Towards a Precision Measurement of Binary Black Holes Formation Channels Using Gravitational Waves and Emission Lines

TL;DR

This paper introduces a novel multi-messenger approach combining gravitational wave data and emission line signals to measure the delay time distribution of binary black hole formation, providing new insights into their astrophysical origins.

Contribution

It proposes a data-driven, multi-messenger technique to measure the delay time distribution of binary black holes using gravitational waves and emission lines, which is a novel approach in the field.

Findings

Minimum delay time measured as 0.5 Gyr with 0.12 standard deviation.

Power-law index κ measured as 1 with 0.06 standard deviation.

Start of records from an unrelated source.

PR #72, opened 2017-01-23
handle null id [fix #71]

### LINKED ISSUE #71: Skip history if test case id is null

ehborisov:


allure-generator/src/main/java/io/qameta/allure/allure2/Allure2ResultsReader.java
```diff
@@ -75,7 +77,12 @@ public Allure2ResultsReader(AttachmentsStorage storage) {
                     TestCaseResult dest = new TestCaseResult();
                     dest.setUid(generateUid());
 
-                    dest.setId(result.getId());
+                    String id = Optional.ofNullable(result.getId()).orElseGet(() -> {
```
baev: What is the point of generation random id here?

allure-generator/src/main/java/io/qameta/allure/history/HistoryResultAggregator.java
```diff
@@ -35,22 +35,24 @@
...
-                    .withStatus(result.getStatus())
-                    .withStatusDetails(Objects.isNull(result.getFailure()) ? null : result.getFailure().getMessage())
-                    .withTime(result.getTime())
-                    .withTestRunName(testRun.getName());
-
-            List<HistoryItem> newItems = Stream.concat(Stream.of(newItem), data.getItems().stream())
-                    .limit(5)
-                    .collect(Collectors.toList());
-            data.setItems(newItems);
+            if(Objects.nonNull(result.getId())){
```
baev: to reduce complexity it is better to use return if id is null

allure-generator/src/main/java/io/qameta/allure/allure2/Allure2ResultsReader.java
ehborisov: This is where test case result with null id is being parsed. We discussed that we wand to generate an id if it has not been provided, thus making this test an orphan, aren't we?

baev: > We discussed that we wand to generate an id if it has not been provided

Nope, that is gonna be a feature - use null id to disable history & statistics for test case

ehborisov: Ok, I made the corrections

baev:
@ehborisov lets also update this line 
https://github.com/allure-framework/allure2/blob/master/allure-generator/src/main/java/io/qameta/allure/ProcessStage.java#L94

Method achieves constraints using five years of LIGO-Virgo-KAGRA data combined with galaxy surveys.

Abstract

The formation of compact objects-neutron stars, black holes, and supermassive black holes-and its connection to the chemical composition of the galaxies is one of the central questions in astrophysics. We propose a novel data-driven, multi-messenger technique to address this question by exploiting the inevitable correlation between gravitational waves and atomic/molecular emission line signals. For a fiducial probability distribution function $p(t_d)\propto t_d^{-\kappa}$ of time delays, this method can provide a measurement of the minimum delay time of $0.5$ Gyr and the power-law index $\kappa=1$ with a standard deviation $0.12$ (and $0.45$) and $0.06$ (and $0.34$), respectively from five years of LIGO-Virgo-KAGRA observation in synergy with SPHEREx line intensity mapping (and DESI emission-line galaxies). Such measurements will provide data-driven multi-messenger constraints on the delay time distribution which is currently not well known.